# Your bottom 10 movies



## Randman (Aug 17, 2003)

I realize this changes as more and more dreadful movies seem to come out these days, but here's a few (and I haven't seen Gigli) stinkers:

Eck vs Sever (pure dreck), Love Sick (painfully bad, post-Arthur letdown for Dudley Moore), Even Ghosts Can Do It (when you get bored even with Bo Derek nekkid for half the film, something's wrong), Rocky V (should have stopped after Clubber Lang in 3, though Drago wasn't bad in 4), Breaking Up (Salma Hayek and Russell Crowe spend almost two hours... breaking up, then when you think the movie has shifted gears, they have the worst possible break-up and the movie ends. Despite the title, it leads you to believe conquer all, but no... A perfect movie for suicidal people), Blues Brothers 2000 (just wrong, wrong, wrong), Battlefield Earth (couldn't make it through it, even on HBO), Beyond The Valley Of The Dolls (penned by Roger Ebert, it still gets a big thumbs down), Dick Tracy (so many stars, so terrible. Even Madonna outshone the likes of Pacino, Beatty, Hoffman, Patakin), any/all Steven Segal movies (aren't you always afraid he's going to hurt himself when he tries to lift his leg high enough to kick someone in the kneecap?).


----------



## Langley (Aug 17, 2003)

1. Junior
2. Barbed Wire
3. Home Alone 3
4. Dennis the Menus 
5. Big trouble in little Tokyo
6. Robocob
7. ANY Buffy!
8. Street Fighter
9. G.I Jane
10. Beetle Juice

Bah these are bad movies!


----------



## Giaguara (Aug 17, 2003)

- All the films with a white, 10 y or younger boy saving the world from aliens or something else alone or with a computer. i hated these movies even as a kid

- All movies that have a 40+ old female actor and is done to save her career. A typical stody: family crisis. kids home or out at college, in the end all is fine. The most boring films ever

- Titanic. Do I need to say anything?

- Home alone series

- Disney sports movies


----------



## voice- (Aug 17, 2003)

10. Home Alone 3 - horrible attempt at making more money off of a title
9. The Lord of the Rings - seriously, has anyone ever watched this cartoon and liked it?
8. "Honey, I shrunk the kids" - Now, the first movie was kinda OK, but the 2nd, 3rd, 4th etc. makes it all get on my nerves
7. Those movies with talking kids...just horrible and annoying
6. ANY movie with talking dogs/cats/other animal. Babe may be the exception here, he wasn't all that bad
5. Harry Potter - Now why couldn't he just stay in books?
4. Spot open, please fill with any movie you may encounter with Japanese/Russians/Germans/pretty much any non-english speaking to one another in shabby English as opposed to their native tounge
3. Braveheart - Yeah, you heard me...one crucial flaw which bugs me every time I see it...at the time these things are happening, the kilt has yet to be invented
2. Creepshow - ZZZZZzzzzzzzzzzz.........
1. Hercules in New York - this isn't a movie, it's a poor excuse for Arnold Swarzenegger to show his body


----------



## adambyte (Aug 17, 2003)

I recently saw Daredevil. Hot damn, that was horrible. Where the hell did that chick's kung-fu fighting hobby come from? All of the characters lacked a history of some sort, and therefore, didn't have much in the way of motivation.

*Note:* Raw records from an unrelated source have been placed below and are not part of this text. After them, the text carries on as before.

PR #1581, opened 2025-12-23
MNT: use only `pyrefly: ignore` for `pyrefly`

cmp0xff:
`# type: ignore` used to also control `pyrefly` as well. In this PR I am making `pyrefly` respect `pyrefly: ignore` only.

### DIFF
--- a/pyproject.toml
+++ b/pyproject.toml
@@ -327,6 +327,18 @@ project-includes = ["pandas-stubs", "tests"]
 enabled-ignores = ["pyrefly"]
 python-version = "3.10"
 
+[tool.pyrefly.errors]
+implicit-abstract-class = true
+implicitly-defined-attribute = true
+open-unpacking = true
+unannotated-attribute = true
+# TODO: enable
+# implicit-any = true
+# missing-source = true
+# missing-override-decorator = true
+# unannotated-parameter = true
+# unannotated-return = true
+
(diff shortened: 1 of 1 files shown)


loicdiridollou:
On this one I am wondering how much `pyrefly` is used across projects our users are working on, I have discussed around and not heard a lot of `pyrefly` especially with `ty` getting a lot of traction (although it also has its caveats).
Prob a discussion for the future but I am wondering if having four type checkers is not creating too much maintenance burden (cc @MarcoGorelli @Dr-Irv), open to some feedback and views on the issue.

loicdiridollou (approved):
Great work on this one, seems quite painful with all the occurences.

Dr-Irv:
> On this one I am wondering how much `pyrefly` is used across projects our users are working on, I have discussed around and not heard a lot of `pyrefly` especially with `ty` getting a lot of traction (although it also has its caveats). Prob a discussion for the future but I am wondering if having four type checkers is not creating too much maintenance burden (cc @MarcoGorelli @Dr-Irv), open to some feedback and views on the issue.

The daily download count shown here: https://pypistats.org/packages/pyrefly does indicate a small, but growing user base. 

For now, I think we continue to support it and watch how things change over time.  If we remove the support now, we may have to put it back later...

Total crap. The only thin I was impressed by were the visual effects when the main character "saw"/heard things, and I saw things through his "eyes"


----------



## Reality (Aug 17, 2003)

You guys want bad? Watch any Sifi original movie on the sifi channel. My dad does and I can't stand to stay in the room.


----------



## JetwingX (Aug 17, 2003)

so you're saying Taken was bad!


----------



## Reality (Aug 17, 2003)

*screthces head* I never watched it myself, the preview made it look like a really really REALLY bad spin off to that Hollywood movie Signs.


----------



## Arden (Aug 17, 2003)

Voice:  What about the recent submarine movie with Harrison Ford (can't remember the name right now)?  That had Russian seamen speaking English with Russian accents.  So you "know they're Russian."

The worst movie by far that I have ever seen has got to be Mars Attacks.  I shouldn't have to explain.


----------



## Giaguara (Aug 17, 2003)

How can Junior be in the top 10 of worst movies? Is that the one with Arnold Schwarzenegger pregnant? I like that one.. he's hilarious. And I always keep saying that I want to be a parent once THAT is possible (for me to leave a guy pregnant)


----------



## JohnnyV (Aug 17, 2003)

Cube 2
Any movies on the life time channel 
Any movie with the Olson twins
Titanic
Battleship earth


What was wrong with Mars Attacks?? It was a good comedy


----------



## magnus (Aug 18, 2003)

Plan 9 from outer space
Worth a watch


----------



## Dlatu1983 (Aug 18, 2003)

"2 Characters That Were Missing From The Daredevil Movie"

http://www.thebestpageintheuniverse.com/dare_devil.html


----------



## tree (Aug 18, 2003)

One word: Kazaa
I don't have to explain as everyone understand.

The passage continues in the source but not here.